- **About this exercise**:
Wherever the word "good" turns up in a line of the entries, copy that line.

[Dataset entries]
********
PR #1388, opened 2025-09-08
Update pixi.toml to use qt6 6.8

azeey:
Part of https://github.com/gazebosim/gz-sim/issues/2945

### DIFF
--- a/conda/envs/noble_like/pixi.toml
+++ b/conda/envs/noble_like/pixi.toml
@@ -8,18 +8,16 @@ platforms = ["linux-64", "linux-aarch64", "win-64"]
 
 [dependencies]
 assimp = "*"
-bullet-cpp = "3.25.*"  # compatible with dart, good for noble
+bullet-cpp = "3.25.*"        # compatible with dart, good for noble
 cli11 = ">=2.4.1,<3"
 cppzmq = "*"
 curl = "*"
-dartsim = "6.13.2.*" # good for noble
-eigen = "3.4.0.*"  # good for noble
+dartsim = "6.13.*"           # good for noble
+eigen = "3.4.0.*"            # good for noble
 ffmpeg = "*"
 freeimage = "*"
-gdal = "3.8.4.*"
+gdal = "3.*"
 gflags = "*"
-glib = "*"
-gts = "*"
 jsoncpp = "*"
 libprotobuf = "*"
 libsqlite = "*"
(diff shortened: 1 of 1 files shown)


j-rivero:
> I am a proponent of having a pixi.toml file per release. It requires more changes in the infra, but once set up, we wouldn't need to update the toml files too often. And if we do, which would typically be at the beginning of a new release, we wouldn't have to worry about other releases.

Reviewing the situation our `win_conda_noble` is being used in Jetty and __upcoming__ so previous releases should not be affected by this qt change particularly.

Thinking more broadly, yes, we can probably maintain one file per Gazebo release, named them with the same name than the release so instead of using the directory name `noble_like` it will become `jetty` inside `conda/envs`. The only trade off is that we lost a bit of naming context (no reference to Ubuntu Noble version) and the we will need to handle the `_upcoming_` that most of the times probably want to use the latest release.

I drafted the changes https://github.com/gazebo-tooling/release-tools/pull/1393

conda/envs/noble_like/pixi.toml
```diff
@@ -6,20 +6,22 @@ authors = ["Jose Luis Rivero <jrivero@openrobotics.org>"]
 channels = ["conda-forge"]
 platforms = ["linux-64", "linux-aarch64", "win-64"]
 
+[target.win-64.activation.env]
+QT_QPA_PLATFORM_PLUGIN_PATH="%cd%\\.pixi\\envs\\default\\Library\\lib\\qt6\\plugins\\platforms"
+QML2_IMPORT_PATH="%cd%\\.pixi\\envs\\default\\Library\\lib\\qt6\\qml"
```
azeey, line 11: nit: Can we use `CONDA_PREFIX` here?

https://pixi.sh/dev/reference/environment_variables/#environment-variables-set-by-pixi

conda/envs/noble_like/pixi.toml
```diff
@@ -6,20 +6,22 @@ authors = ["Jose Luis Rivero <jrivero@openrobotics.org>"]
 channels = ["conda-forge"]
 platforms = ["linux-64", "linux-aarch64", "win-64"]
 
+[target.win-64.activation.env]
+QT_QPA_PLATFORM_PLUGIN_PATH="%cd%\\.pixi\\envs\\default\\Library\\lib\\qt6\\plugins\\platforms"
```
azeey, line 10: Nice! I like this approach while we wait for an upstream fix.

PR #1390, opened 2025-09-14
Add job to remove homebrew bottles for specified formulae and dependents

scpeters:
Edit: some changes were split out into https://github.com/gazebo-tooling/release-tools/pull/1401, and this is retargeted at that branch. Please review https://github.com/gazebo-tooling/release-tools/pull/1401 first.

Alternative to https://github.com/osrf/homebrew-simulation/issues/2606 that is implemented as a Jenkins job rather than a GitHub actions workflow.

This creates a Jenkins job that opens a pull request to the https://github.com/osrfbuild/homebrew-simulation fork to remove broken bottles for specified broken formulae and dependents.

This changes the required input variables to the `_homebrew_github_commit.bash` script so that `PULL_REQUEST_TITLE` is specified directly instead of indirectly using the `PACKAGE_ALIAS` and `VERSION` variables. Also, a `SKIP_COMMIT` variable is checked before trying to commit since `brew bump-revision` creates commits already with decent commit messages.

### Testing

* [Build Status](https://build.osrfoundation.org/job/_dsl_brew_release/1022/) https://build.osrfoundation.org/job/_dsl_brew_release/1022/
* [Build Status](https://build.osrfoundation.org/job/generic-release-homebrew_remove_dependent_bottles/1/) https://build.osrfoundation.org/job/generic-release-homebrew_remove_dependent_bottles/1/
* Example PR: https://github.com/osrf/homebrew-simulation/pull/3221

PR #1419, opened 2025-12-04
brew: fix SKIP_COMMIT logic

scpeters:
I introduced a bug in https://github.com/gazebo-tooling/release-tools/pull/1390, since the pull_request_updater and bottle_hash_updater jobs don't set `SKIP_COMMIT` to anything and the new logic prevents those jobs from committing. This updates the logic to always set `SKIP_COMMIT` to true or false in brew pull request scripts.

### Test showing failure with master branch

* [Build Status](https://build.osrfoundation.org/job/generic-release-homebrew_pull_request_updater/1742/) https://build.osrfoundation.org/job/generic-release-homebrew_pull_request_updater/1742/

### Test showing success with this branch

* [Build Status](https://build.osrfoundation.org/job/generic-release-homebrew_pull_request_updater/1743/) https://build.osrfoundation.org/job/generic-release-homebrew_pull_request_updater/1743/

### DIFF
--- a/jenkins-scripts/lib/_homebrew_github_commit.bash
+++ b/jenkins-scripts/lib/_homebrew_github_commit.bash
@@ -8,9 +8,13 @@
 PR_URL_export_file=${PR_URL_export_file:-${WORKSPACE}/pull_request_created.properties}
 
 echo '# BEGIN SECTION: check variables'
-if [ -z "${COMMIT_MESSAGE}" ]; then
-  if [ -z "${SKIP_COMMIT}" ]; then
-    echo One of COMMIT_MESSAGE or SKIP_COMMIT must be specified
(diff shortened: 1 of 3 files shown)


scpeters:
> Sounds a bit weird to me that we are sourcing a file called `jenkins-scripts/lib/_homebrew_github_commit.bash` for not doing a commit. Is that the file needs to have a new name or we need to source it conditionally in a different place?

the name is not completely accurate. the only thing it does for sure is [git push](https://github.com/gazebo-tooling/release-tools/blob/4f88ff023197ae2c8fda45a4601a02a950a9feed/jenkins-scripts/lib/_homebrew_github_commit.bash#L63). It can also call `git commit` and/or open a github pull request, but it doesn't always do that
********
- **Output**:
-bullet-cpp = "3.25.*"  # compatible with dart, good for noble
+bullet-cpp = "3.25.*"        # compatible with dart, good for noble
-dartsim = "6.13.2.*" # good for noble
-eigen = "3.4.0.*"  # good for noble
+dartsim = "6.13.*"           # good for noble
+eigen = "3.4.0.*"            # good for noble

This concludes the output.